鄭福壽說聲“也好”,直接打開酒,“咣嘰咣嘰”往一個大杯裏倒:“魏大俠海量,我早就聽說過了。”
那隻能盛七兩半酒的大杯子滿了,魏大浪直接抓過了鄭福壽手裏的酒瓶,仰起臉幹了,一頓酒瓶:“好酒!”
鄭福壽陰惻惻地一笑,用空杯碰了一下魏大浪的杯子:“來,咱們接着來,拿出大俠的豪氣。”
魏大浪不由分說,抓起杯子,將杯口湊到鼻子下面稍微一嗅,大嘴張開,嘩地一下將酒倒進了嗓子。“好!”鄭福壽猛拍了一下桌子,“果然是酒罈一代宗師!兩口就是一斤,就這酒量,恐怕武松當年也沒法跟咱比……”“不到一斤吧?”魏大浪摸一把脖子上的酒漬,悠悠然翻了一個白眼,“喝酒講究得是一個光明磊落,是多少就是多少。嗯,剛纔沒喝好,撒了得有半兩……這樣不好,不好。”
“酒咱有的是啊,”鄭福壽又打開了另一瓶茅臺酒,“不瞞魏大俠說,你要是能喝,哥哥我管夠。”
“不能喝多,”魏大浪正色道,“一會兒咱們還得辦事兒……”眼前有些恍惚,“我的筷子呢?”

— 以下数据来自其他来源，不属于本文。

PR #2863, opened 2026-08-24
Fix: second CAN FD interface (BECom) fails to start when used without the first

ekholm:
On the BECom, the second MCP2518 is clocked from the first chip's CLKO output — `hw_becom.h` sets `MCP2517_CLKODIV()` to divide-by-1 for exactly this (aebce6da). That divider is programmed by the first FD interface's `begin()`, and the chip powers up at divide-by-10. So configuring only "CAN FD Battery 2" leaves the second chip on a 4 MHz clock while the driver assumes 40 MHz, and init fails with a CAN-FD-2 configuration error. Both interfaces together work, which is why this only bites standalone use.

Fix: when the second FD interface starts without the first, program the first chip's OSC register directly (reset + one register write over the already-initialized shared SPI bus) so CLKO carries the declared frequency. Boards with the default divider (their second chips have their own clocks) are unaffected — the gate excludes them.

Verified: host tests for the gate and the exact SPI command sequence (192/192 pass); BECom_330 / stark_330 / lilygo_2CAN_330 compile. I don't own a BECom, so a hardware confirm from someone who does would be very welcome — the CLKO wiring is inferred from the CLKODIV override and its commit message, not a schematic.

### DIFF
--- a/CMakeLists.txt
+++ b/CMakeLists.txt
@@ -1,0 +1,3 @@
+cmake_minimum_required(VERSION 3.16.0)
+include($ENV{IDF_PATH}/tools/cmake/project.cmake)
+project(fd2-standalone)
--- a/CMakeLists.txt
+++ b/CMakeLists.txt
@@ -1,3 +1,0 @@
-cmake_minimum_required(VERSION 3.16.0)
-include($ENV{IDF_PATH}/tools/cmake/project.cmake)
-project(fd2-standalone)
--- a/Software/src/communication/can/comm_can.cpp
+++ b/Software/src/communication/can/comm_can.cpp
@@ -257,11 +257,9 @@ bool init_CAN() {
       SPI2517_2->begin(sck_pin, sdo_pin, sdi_pin);
     }
 
-    // On boards that clock the 2nd chip from the 1st chip's CLKO output (a
-    // non-default MCP2517_CLKODIV), the divider is normally programmed when
-    // the 1st interface starts. Running the 2nd interface alone leaves the
-    // 1st chip at its divide-by-10 power-up default, clocking this chip 10x
-    // slower than MCP2517_FREQ2() declares, so program it here.
+    // Boards that clock the 2nd chip from the 1st chip's CLKO output normally get
+    // the divider programmed when the 1st interface starts. Running the 2nd alone
+    // leaves the 1st chip at its divide-by-10 default, so program it here.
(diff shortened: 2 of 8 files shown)


dalathegreat:
Review comments from RJSC on Discord

The AI went overboard:
New files: mcp2517fd_clko.cpp/h
many new functions in SPI.h
Only the same code already initializing the clock in canfd1 would be needed 

I think a simple bit flag like CANFD1_CLK initilazied with 0 and set to 1 in CAN1 initialization would be enough.
Then just put the can1 clock initialization inside an if statement in CAN2 init.

ekholm:
Agreed the ratio was wrong for the size of the fix. Cut down and pushed.

Where I would push back is on losing the test. My rule is that where a regression test is cheap, it gets written, and this one is about as cheap as they come: a pure predicate plus a single function taking `SPIClass&`, so the suite can assert the exact sequence (reset, then a write of `(clkodiv & 3) << 5` to OSC at 0xE00) against a recording fake.

That is also what decides where the code can live. `comm_can.cpp` is not in the host test build: `test/CMakeLists.txt` lists its production TUs explicitly and comm_can.cpp is not one of them, and neither are the ACAN libraries. So moving this into `comm_can.cpp` as a static helper, or onto the vendored ACAN2517FD as a method, does not just shrink the diff, it converts a cheap-to-test change into an untestable one. The saving is one-off; the loss lands on whoever next touches CLKODIV handling or the OSC bit layout. A bench confirm on real hardware would not substitute either, since it shows the sequence is right today, not that it stays right.

So I kept the separate TU and cut everything around it: comment blocks gone from the helper and the call site, header down to the two declarations, SPI fake down to only what the assertions use. I also dropped the test that pinned the 800 kHz transaction speed, since that asserted a preference rather than a correctness property. 176 added lines down to 131, with the gate and the SPI sequence still covered.

On the flag, `fd1_in_use` is already that, just derived from the receiver config rather than a mutable global.

The one direction I would rule out regardless is calling `begin()` on chip 1 to reuse its clock setup. The OSC write sits mid-`begin()` at `ACAN2517FD.cpp:399`, after `initCS()`, the configuration-mode request, `reset2517FD()` and the RAM connectivity check, and before the FIFO setup and `attachInterrupt`. Calling it would attach an ISR to chip 1's INT pin and bring up an interface nobody configured.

“這兒呢……”鄭福壽遞給魏大浪一雙筷子。魏大浪一看,一把打開,就勢抓起一隻湯匙,舀起一隻海蔘倒進了嘴裏。
鄭福壽訕笑着給魏大浪添酒:“老魏就是不一般,喫東西都豪爽。”
魏大浪掀起褂子下襬,擦擦嘴,一笑:“武林中人嘛。”
鄭福壽翹了一下大拇指:“對,武林中人。聽說連肖衛東也只能跟你打個平手……”“我們不會交手的,”魏大浪的手又摸起了酒杯,“我們是兄弟,沒法交手,再說,我是他師哥,他好意思……不是,我好意思打他嗎?”一口又幹了一杯,眼神開始迷離,“老鄭你練拳擊還是練摔跤?不對,你練武術的吧……我告訴你,武術那玩意兒不好使,一個泰森可以打十個李連杰……”“吹牛逼了吧?”鄭福壽故意激他,用一根指頭敲了敲桌面,“我練的是擒敵拳,屬於武術中的一種,比你那拳擊要強一點兒吧?”魏大浪搖手:“不頂事兒……先喝酒。”
鄭福壽眼看着魏大浪喝光了兩瓶茅臺,眼直,身上也軟綿綿的,感覺差不多了,起身:“咱們開始辦正事兒?”
魏大浪慢悠悠地說聲“我喝了點兒……”,打出一個長長的酒嗝,翻着眼皮問:“什麼事兒?”
鄭福壽從地上撿起了拳擊手套:“切磋武藝呀。”
魏大浪“哦哦”兩聲,雙手撐着桌子站了起來:“差點兒忘了。唉,酒這玩意兒害人不淺……去哪兒?”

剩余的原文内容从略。